Oosthoek encyclopedie

Oosthoek's Uitgevers Mij. N.V (1916-1925)

Gepubliceerd op 24-01-2019

Hunnen

betekenis & definitie

Hunnen - een Aziatisch nomadisch ruitervolk, dat, na in 375 de Alanen overwonnen te hebben, den Don overtrok, de Oost-Goten onderwierp, de West-Goten over den Donau drong en de landstreken ten Noorden dezer rivier overstroomde. De grootste uitbreiding verkreeg hun heerschappij onder Attila 433—453, toen zij diep in Frankrijk doordrongen, Orleans bedreigden, maar ten slotte na de nederlaag op de Catalaunische velden (450) zich naar Italië wendden. Na den dood van den „Geesel Gods”, 453, was het echter met de macht der H. gedaan en werden zij weer naar Zuid-Rusland teruggedrongen. Hier voerden zij nog strijd met de Oost-Goten onder een zoon van Attila, Dengizich geheeten, maar, nadat deze 468 gevallen was, verdwijnt de naam H. uit de geschiedenis.

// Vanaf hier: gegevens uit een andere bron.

PR #30, opened 2018-11-21
build: Fix install target path

nsubtil:
Use CMAKE_CURRENT_SOURCE_DIR instead of CMAKE_SOURCE_DIR when defining
the path for the source files to be installed.

### DIFF
--- a/CMakeLists.txt
+++ b/CMakeLists.txt
@@ -36,8 +36,8 @@ endif()
 
 # --------------------------------------------------------------------------------------------------------------------------------
 
-install(DIRECTORY "${CMAKE_SOURCE_DIR}/include/vulkan" DESTINATION ${CMAKE_INSTALL_INCLUDEDIR})
-install(DIRECTORY "${CMAKE_SOURCE_DIR}/registry" DESTINATION ${CMAKE_INSTALL_DATADIR}/vulkan)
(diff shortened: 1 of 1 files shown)


mikew-lunarg:
@nsubtil In the PR description, could you elaborate on the motivation for this change?

karl-lunarg:
This is needed when another CMake project includes this project via CMake's `add_subdirectory()`.  Since there is no "target" associated with these files, they have to be explicitly provided to the `install()` command.  Installed files coming from actual CMake targets usually don't have to be called out this way.

And since the files need to be explicitly provided, that is done via a reference to the source code location.  `CMAKE_SOURCE_DIR` is where CMake was invoked and that would be up in the project that contains this one.  The header files are not there.  `CMAKE_CURRENT_SOURCE_DIR` correctly locks into the source tree in the Vulkan-Headers project and finds the files relative to the Vulkan-Headers tree.

Note that this won't have any effect when building Vulkan-Headers standalone since `CMAKE_SOURCE_DIR` == `CMAKE_CURRENT_SOURCE_DIR` in that case.

mikew-lunarg:
@karl-lunarg Ok
@nsubtil Something like that explanation should make its way into the commit message.

nsubtil:
Sorry for the delay. @karl-lunarg's comment is spot on.

I added a brief explanation of why this is needed to the commit message.

mikew-lunarg:
@nsubtil Thanks, pushed to master

PR #31, opened 2018-11-21
headers: Update to Vulkan header version 1.1.93

Tobski:
Needed for validation work for EXT_scalar_block_layout - hopefully I've done this right...?


Tobski:
@shannon-lunarg I think I actually missed the valid usage json file now I look over the wiki again - figuring out how to build vulkan-hpp correctly took too many cycles I guess! Anyway, if you're updating now, I'll close this :)

PR #34, opened 2018-12-11
headers: device creation callbacks for layers

felixdoerre:
Header changes for https://github.com/KhronosGroup/Vulkan-Loader/issues/74


lenny-lunarg:
I posted a review for the loader changes in the related [loader PR](https://github.com/KhronosGroup/Vulkan-Loader/pull/117). To see my feedback, look there. I would view these two PRs as a package, because there's no value to having this without the loader changes, So to see my feedback, look on the loader issue.

PR #41, opened 2019-02-08
build: Define library targets for nested builds

nsubtil:
Adds alias interface libraries Vulkan::Headers and Vulkan::Registry that
export include paths. These are meant to be used by dependent projects
in a nested build configuration to obtain the path to the Vulkan headers
and registry directories.

### DIFF
--- a/CMakeLists.txt
+++ b/CMakeLists.txt
@@ -36,6 +36,15 @@ endif()
 
 # --------------------------------------------------------------------------------------------------------------------------------
 
+# define exported targets for nested project builds to consume
+add_library(Vulkan-Headers INTERFACE)
+target_include_directories(Vulkan-Headers INTERFACE "${CMAKE_CURRENT_SOURCE_DIR}/include")
+add_library(Vulkan::Headers ALIAS Vulkan-Headers)
+
+add_library(Vulkan-Registry INTERFACE)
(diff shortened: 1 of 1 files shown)


nsubtil:
@Tony-LunarG @mikew-lunarg @karl-lunarg this is a prototype of the changes I mentioned in https://github.com/KhronosGroup/Vulkan-ValidationLayers/pull/639.

PRs https://github.com/KhronosGroup/Vulkan-Loader/pull/142 and https://github.com/KhronosGroup/Vulkan-ValidationLayers/pull/682 are the corresponding Loader and VL changes.

These patches may still need a few changes, but I'd like to get an initial reaction to see if this looks usable.

karl-lunarg:
FWIW, I think that this is a good direction.  This helps things like the validation layers that need the headers, but not the library.

mikew-lunarg:
LGTM  @lenny-lunarg may I ask you to review and merge?  
I'm OoO next week, and it's bad practice to merge then leave for an extended period.

mikew-lunarg:
Need to run this on internal CI farm.

mikew-lunarg:
Pushed to master at commit 2ed3359a526b808cc6f06115e2e55bb03699d072

PR #44, opened 2019-03-04
Update for Vulkan-Docs 1.1.102

oddhack:
@mark-lunarg @shannon-lunarg @nsubtil @mtavenrath this is my first attempt to move the Vulkan-Headers repo update into my weekly Vulkan-Docs spec update process, per internal issue 745. Please review and, preferably, try to reproduce against the Vulkan-Docs v1.1.102 tag, then accept the PR if it looks OK. I believe I have hit all the required points here

If this looks OK then I'll proceed to the next stage, removing the generated headers from the Vulkan-Docs tree, in the next spec update cycle. After that hopefully we'll have gained enough confidence that I can just directly merge into master once


mark-lunarg:
This is great! Looks fine to me, but @shannon-lunarg should have our final approval.

nsubtil:
This does look like a good step to me as well. Not qualified to comment on the PR itself, but happy with the general direction.

FWIW, I have been planning to add a CMake target to the Vulkan-Docs repo to generate the headers, for better integration with the nested build.

oddhack:
@shannon-lunarg OK, I'll go ahead and merge, and be responsible for this step going forward. When we run into build problems at some point in the future, I'll just leave the branch in the tree and raise an issue here or with Vulkan-Hpp to resolve it; otherwise will just merge the updates myself, if that's OK.

mark-lunarg:
Thanks @oddhack -- perfectly fine for you to merge if there are no apparent issues. This is a nice process improvement!

PR #47, opened 2019-03-17
Update for Vulkan-Docs 1.1.104

oddhack:
@shannon-lunarg @mtavenrath as previously noted, there's a problem generating Vulkan-Hpp for this week. I filed https://github.com/KhronosGroup/Vulkan-Hpp/issues/303 and suggest this PR be held until that's fixed and this branch is updated - there are a bunch of new extensions in the 1.1.104 update.

There are many benign whitespace changes in the generated C headers, due to scripting changes.

Also, there were a lot of script changes in v1.1.104, which may affect downstream consumers like the LVL repos. Here I just needed to add the two new *conventions.py scripts.

PR #48, opened 2019-03-20
Update for Vulkan-Docs 1.1.105

oddhack:
This supplants #47. But has the same general issue - there's another Vulkan-Hpp build problem related to new extensions this week, see https://github.com/KhronosGroup/Vulkan-Hpp/issues/309 .

I don't know the full set of intended use cases for this repo, but there have been 2 spec updates containing 7 new extensions published since the last Vulkan-Headers update, some of them probably of significant interest due to the GDC announcement. So ISTM we ought to update the C headers and XML/scripts via this PR, even though we can't update Vulkan-Hpp yet. @shannon-lunarg let me know what you think.


pdaniell-nv:
This header update won't compile on Windows because the definition for VkPhysicalDeviceSurfaceInfo2KHR appears in both vulkan_core.h and vulkan_win32.h. Perhaps there is a coverage gap in CI.

oddhack:
I pushed a commit to Vulkan-Headers which fixes the double definition problem. I will setup a compilation test with fake platform headers so CI can compile all platforms simultaneously, and catch this sort of thing in the future (until someone adds a new platform and forgets to add it to the CI test).

I'm still waiting for a Vulkan-Hpp fix before progressing this, but this branch will pick up the C header update when I do.

oddhack:
@pdaniell-nv @shannon-lunarg I believe that both C and C++ headers are working properly now, thanks to help from the Vulkan-Hpp folks. Since there have been multiple issues with this, I'd appreciate some oversight / signoff from you folks before merging this PR, however.

oddhack:
OK. I've addressed @pdaniell-nv's issue so I won't wait on his signoff.

PR #1330, opened 2022-07-06
corrected helm install command

k4kratik:
a small change which corrects helm command.


gusfcarvalho:
hi @k4kratik ! Thank you for your contribution!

Tot welke nationaliteit de H. eigenlijk behoorden, is van ouds een betwist punt. Vooreerst moet men in het oog houden,dat de horden, waarover Attila en andere Hunnen-vorsten het bevel voerden, uit zeer verschillende stammen waren samengesteld, want vele door hen overwonnen stammen, bijv. de Alanen, sloten zich daarna bij hen aan. Men heeft echter gemeend, dat H. oorspronkelijk dezelfde volksstammen aanduidt, die de Chineesche annalen onder den naam Hiung-nu samenvatten. Volgens deze berichten waren deze Nomaden oorspronkelijk gevestigd ten N. van den grooten Chineeschen muur, waar zij in de eerste eeuwen v. C. een machtig rijk vormden. Door onderlinge oneenigdheid en tengevolge van de politiek der Chineezen viel dit rijk uit elkaar en zocht een groot deel van deze stammen nieuwe woonplaatsen door Westwaarts te trekken. Zoo hooren wij eenige eeuwen later van oorlogen der Perzische Sasaniden tegen de Witte Hunnen of Heftalieten, die vermoedelijk een afdeeling der H. vormden. Andere afdeelingen zetten den tocht naar het Westen voort en kwamen zoo naar Zuid-Rusland en deze zijn dan de H. der Europeesche geschiedenis.

Onderweg sloten zich andere stammen, die door hen uit hun woonplaatsen verdreven werden, bij hen aan, geheel op dezelfde wijze als dit vele eeuwen later onder Djengizkhan geschiedde. (Zie MONGOLEN). Is deze voorstelling juist, dan zijn de H. van Mongoolsch-Turksche nationaliteit. Sommige geleerden echter betwisten dit en zijn veeleer geneigd aan Finsch-Oegrische stammen te denken, zoodat de H. de naaste verwanten der Hongaren zouden zijn. Zeker is het, dat het beeld, hetwelk ons de geschiedschrijvers van den cultuurtoestand der H. ontwerpen, levendig herinnert aan wat wij later van de Mongolen en Turken vernemen, al hebben alle primitieve Nomadische volken vele karaktertrekken gemeen. Eigenaardig is de zwaard-cultus, die ons van de H. bericht wordt. Overigens echter worden de H. ons geschilderd als de ergste barbaren tot in hun uiterlijk voorkomen toe en werd hun optreden volgens de berichten gekenmerkt door onmenschelijke wreedheid en vernielzucht.